Problem statement |
Please find every line in the records below that contains the word "installed", and copy it.

Collected data entries
------------------------------------------------------------
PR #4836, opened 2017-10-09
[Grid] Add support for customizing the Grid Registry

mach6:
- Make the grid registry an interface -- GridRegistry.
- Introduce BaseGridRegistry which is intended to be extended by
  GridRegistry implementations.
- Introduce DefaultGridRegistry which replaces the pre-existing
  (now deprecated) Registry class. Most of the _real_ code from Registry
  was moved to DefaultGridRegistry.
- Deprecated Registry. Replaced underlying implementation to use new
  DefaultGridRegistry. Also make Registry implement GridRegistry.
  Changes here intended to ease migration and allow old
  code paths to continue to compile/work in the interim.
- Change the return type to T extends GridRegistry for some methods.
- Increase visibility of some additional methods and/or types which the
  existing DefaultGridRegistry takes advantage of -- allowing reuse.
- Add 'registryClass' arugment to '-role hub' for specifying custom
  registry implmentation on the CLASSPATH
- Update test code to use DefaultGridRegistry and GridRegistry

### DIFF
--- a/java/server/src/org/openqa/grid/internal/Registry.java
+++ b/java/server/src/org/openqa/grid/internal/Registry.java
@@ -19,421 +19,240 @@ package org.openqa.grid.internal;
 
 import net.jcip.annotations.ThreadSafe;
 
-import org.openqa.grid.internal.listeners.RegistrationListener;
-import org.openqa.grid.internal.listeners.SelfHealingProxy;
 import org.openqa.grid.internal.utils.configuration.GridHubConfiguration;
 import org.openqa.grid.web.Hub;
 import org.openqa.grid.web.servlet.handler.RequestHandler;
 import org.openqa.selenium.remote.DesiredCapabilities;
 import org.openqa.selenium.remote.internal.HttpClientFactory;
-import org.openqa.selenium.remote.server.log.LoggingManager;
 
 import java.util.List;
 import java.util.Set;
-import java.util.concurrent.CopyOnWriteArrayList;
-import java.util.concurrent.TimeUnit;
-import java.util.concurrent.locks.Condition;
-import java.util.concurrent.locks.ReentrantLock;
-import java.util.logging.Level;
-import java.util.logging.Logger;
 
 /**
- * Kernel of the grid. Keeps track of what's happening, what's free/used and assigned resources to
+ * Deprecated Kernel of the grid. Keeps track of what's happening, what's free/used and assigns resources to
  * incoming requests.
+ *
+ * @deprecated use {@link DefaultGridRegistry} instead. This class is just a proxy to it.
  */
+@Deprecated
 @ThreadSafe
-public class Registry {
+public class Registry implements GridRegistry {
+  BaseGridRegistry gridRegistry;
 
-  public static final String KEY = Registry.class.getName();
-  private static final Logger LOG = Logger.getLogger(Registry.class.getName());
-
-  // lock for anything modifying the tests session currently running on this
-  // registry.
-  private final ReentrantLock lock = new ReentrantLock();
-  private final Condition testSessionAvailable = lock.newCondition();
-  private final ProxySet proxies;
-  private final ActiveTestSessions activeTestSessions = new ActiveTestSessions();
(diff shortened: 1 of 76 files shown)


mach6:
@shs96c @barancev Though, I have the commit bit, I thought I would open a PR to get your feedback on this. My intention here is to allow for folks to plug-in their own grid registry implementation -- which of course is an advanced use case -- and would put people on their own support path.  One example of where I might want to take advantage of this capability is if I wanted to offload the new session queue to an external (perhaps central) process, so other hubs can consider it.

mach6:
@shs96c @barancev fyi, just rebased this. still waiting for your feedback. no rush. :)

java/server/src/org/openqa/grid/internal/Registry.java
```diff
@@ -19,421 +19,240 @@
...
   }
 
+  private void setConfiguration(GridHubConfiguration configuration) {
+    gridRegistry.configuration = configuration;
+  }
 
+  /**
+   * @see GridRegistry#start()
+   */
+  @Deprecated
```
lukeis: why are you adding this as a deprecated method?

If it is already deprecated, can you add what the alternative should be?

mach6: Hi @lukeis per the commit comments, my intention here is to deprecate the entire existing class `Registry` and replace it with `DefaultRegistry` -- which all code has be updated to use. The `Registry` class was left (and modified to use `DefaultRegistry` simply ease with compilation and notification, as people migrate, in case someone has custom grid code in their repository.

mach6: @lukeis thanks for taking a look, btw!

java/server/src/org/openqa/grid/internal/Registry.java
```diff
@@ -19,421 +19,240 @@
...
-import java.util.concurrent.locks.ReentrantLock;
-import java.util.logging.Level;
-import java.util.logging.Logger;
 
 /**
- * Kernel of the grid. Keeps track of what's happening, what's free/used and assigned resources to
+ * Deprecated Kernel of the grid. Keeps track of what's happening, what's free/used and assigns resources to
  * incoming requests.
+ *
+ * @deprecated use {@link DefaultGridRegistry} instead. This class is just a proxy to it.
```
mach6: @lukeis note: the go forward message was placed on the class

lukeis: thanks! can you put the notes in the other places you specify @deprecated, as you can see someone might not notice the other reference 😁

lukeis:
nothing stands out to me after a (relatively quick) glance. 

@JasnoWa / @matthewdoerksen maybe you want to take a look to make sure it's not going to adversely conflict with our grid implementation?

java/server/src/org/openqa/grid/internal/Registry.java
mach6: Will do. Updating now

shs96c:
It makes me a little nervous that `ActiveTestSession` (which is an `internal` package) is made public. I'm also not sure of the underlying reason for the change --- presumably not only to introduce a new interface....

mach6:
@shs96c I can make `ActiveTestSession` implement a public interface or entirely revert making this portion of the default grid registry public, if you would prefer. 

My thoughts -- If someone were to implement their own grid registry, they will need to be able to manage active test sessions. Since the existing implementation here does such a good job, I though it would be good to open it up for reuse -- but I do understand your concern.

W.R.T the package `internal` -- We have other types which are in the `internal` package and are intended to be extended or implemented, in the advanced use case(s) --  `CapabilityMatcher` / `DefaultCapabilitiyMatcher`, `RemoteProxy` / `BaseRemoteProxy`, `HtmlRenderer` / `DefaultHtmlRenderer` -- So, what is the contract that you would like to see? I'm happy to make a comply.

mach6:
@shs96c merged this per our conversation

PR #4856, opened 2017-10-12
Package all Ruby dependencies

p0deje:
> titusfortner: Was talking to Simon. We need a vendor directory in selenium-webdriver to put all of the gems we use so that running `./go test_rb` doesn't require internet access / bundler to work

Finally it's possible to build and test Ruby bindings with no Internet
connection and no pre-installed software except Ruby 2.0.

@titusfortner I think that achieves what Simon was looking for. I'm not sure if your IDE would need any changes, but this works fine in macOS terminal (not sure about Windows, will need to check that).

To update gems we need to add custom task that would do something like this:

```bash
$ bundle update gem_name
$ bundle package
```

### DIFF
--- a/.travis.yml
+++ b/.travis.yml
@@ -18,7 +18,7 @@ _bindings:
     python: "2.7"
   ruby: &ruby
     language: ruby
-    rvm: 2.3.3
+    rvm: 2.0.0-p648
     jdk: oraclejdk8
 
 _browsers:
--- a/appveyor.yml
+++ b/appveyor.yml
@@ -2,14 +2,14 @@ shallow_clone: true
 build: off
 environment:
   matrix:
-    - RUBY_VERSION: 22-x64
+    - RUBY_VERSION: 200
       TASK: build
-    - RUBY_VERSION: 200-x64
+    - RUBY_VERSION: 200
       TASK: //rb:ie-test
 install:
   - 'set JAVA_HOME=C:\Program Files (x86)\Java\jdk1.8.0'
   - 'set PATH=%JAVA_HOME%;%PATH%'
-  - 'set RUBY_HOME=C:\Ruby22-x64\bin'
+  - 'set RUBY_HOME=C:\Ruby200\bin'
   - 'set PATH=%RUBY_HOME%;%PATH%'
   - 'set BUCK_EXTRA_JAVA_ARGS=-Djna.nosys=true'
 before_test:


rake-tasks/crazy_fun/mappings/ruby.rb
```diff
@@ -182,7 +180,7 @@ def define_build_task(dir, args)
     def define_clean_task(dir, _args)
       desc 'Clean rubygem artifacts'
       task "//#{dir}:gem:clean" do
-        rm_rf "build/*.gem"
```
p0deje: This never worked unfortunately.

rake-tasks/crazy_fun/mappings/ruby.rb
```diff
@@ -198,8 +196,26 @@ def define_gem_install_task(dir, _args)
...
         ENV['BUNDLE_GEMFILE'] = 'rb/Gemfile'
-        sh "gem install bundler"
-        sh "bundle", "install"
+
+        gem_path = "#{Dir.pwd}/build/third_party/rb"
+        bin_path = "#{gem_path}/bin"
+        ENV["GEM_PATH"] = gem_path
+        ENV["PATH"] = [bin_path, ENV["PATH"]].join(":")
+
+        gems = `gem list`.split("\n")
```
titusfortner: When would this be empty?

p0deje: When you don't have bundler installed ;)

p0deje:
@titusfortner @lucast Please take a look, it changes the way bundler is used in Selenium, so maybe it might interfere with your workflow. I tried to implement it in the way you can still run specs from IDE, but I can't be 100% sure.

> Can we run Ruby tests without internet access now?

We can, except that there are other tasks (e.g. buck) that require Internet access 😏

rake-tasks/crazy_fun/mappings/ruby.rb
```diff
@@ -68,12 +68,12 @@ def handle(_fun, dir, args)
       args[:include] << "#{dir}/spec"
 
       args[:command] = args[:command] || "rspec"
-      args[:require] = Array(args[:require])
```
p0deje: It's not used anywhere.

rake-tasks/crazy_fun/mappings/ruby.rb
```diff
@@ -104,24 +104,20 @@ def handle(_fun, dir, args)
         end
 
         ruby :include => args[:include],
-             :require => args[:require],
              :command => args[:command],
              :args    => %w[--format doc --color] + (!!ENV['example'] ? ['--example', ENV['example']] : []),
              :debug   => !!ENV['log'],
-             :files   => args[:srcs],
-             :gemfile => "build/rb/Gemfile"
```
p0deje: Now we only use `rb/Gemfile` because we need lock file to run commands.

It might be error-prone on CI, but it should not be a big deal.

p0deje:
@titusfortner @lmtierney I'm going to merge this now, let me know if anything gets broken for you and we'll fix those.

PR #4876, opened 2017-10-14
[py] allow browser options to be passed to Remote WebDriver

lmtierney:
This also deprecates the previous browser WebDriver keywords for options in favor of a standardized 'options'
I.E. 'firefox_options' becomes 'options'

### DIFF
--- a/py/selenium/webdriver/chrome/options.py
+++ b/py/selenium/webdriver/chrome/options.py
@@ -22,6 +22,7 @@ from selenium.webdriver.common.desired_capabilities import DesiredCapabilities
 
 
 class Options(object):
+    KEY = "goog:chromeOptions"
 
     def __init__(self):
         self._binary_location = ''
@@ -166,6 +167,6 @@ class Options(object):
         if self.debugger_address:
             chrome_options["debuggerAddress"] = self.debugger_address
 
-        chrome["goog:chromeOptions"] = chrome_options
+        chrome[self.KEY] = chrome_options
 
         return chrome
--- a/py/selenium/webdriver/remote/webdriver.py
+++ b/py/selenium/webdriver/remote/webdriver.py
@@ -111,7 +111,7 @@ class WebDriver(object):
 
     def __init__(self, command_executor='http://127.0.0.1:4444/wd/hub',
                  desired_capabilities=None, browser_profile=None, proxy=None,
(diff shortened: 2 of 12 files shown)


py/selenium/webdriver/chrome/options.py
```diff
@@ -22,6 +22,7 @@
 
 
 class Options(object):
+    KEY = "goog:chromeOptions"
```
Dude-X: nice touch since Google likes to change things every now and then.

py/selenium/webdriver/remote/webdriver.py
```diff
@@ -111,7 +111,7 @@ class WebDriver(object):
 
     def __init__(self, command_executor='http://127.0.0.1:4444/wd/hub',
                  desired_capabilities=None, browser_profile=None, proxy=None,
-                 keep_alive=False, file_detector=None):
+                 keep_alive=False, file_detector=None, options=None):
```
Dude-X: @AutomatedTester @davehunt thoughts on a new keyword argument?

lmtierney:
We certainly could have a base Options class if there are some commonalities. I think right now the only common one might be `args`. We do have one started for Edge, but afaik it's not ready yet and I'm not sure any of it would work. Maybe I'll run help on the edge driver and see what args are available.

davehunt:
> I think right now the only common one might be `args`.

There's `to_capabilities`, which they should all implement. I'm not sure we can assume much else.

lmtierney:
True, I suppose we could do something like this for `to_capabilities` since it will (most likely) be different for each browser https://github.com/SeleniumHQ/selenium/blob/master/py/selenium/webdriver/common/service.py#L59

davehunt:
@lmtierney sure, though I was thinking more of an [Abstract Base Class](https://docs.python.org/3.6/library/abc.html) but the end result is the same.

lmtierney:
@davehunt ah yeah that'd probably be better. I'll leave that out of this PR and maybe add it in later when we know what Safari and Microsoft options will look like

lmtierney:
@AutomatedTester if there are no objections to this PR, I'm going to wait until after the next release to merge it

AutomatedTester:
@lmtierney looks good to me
------------------------------------------------------------
Task answer |
connection and no pre-installed software except Ruby 2.0.
p0deje: When you don't have bundler installed ;)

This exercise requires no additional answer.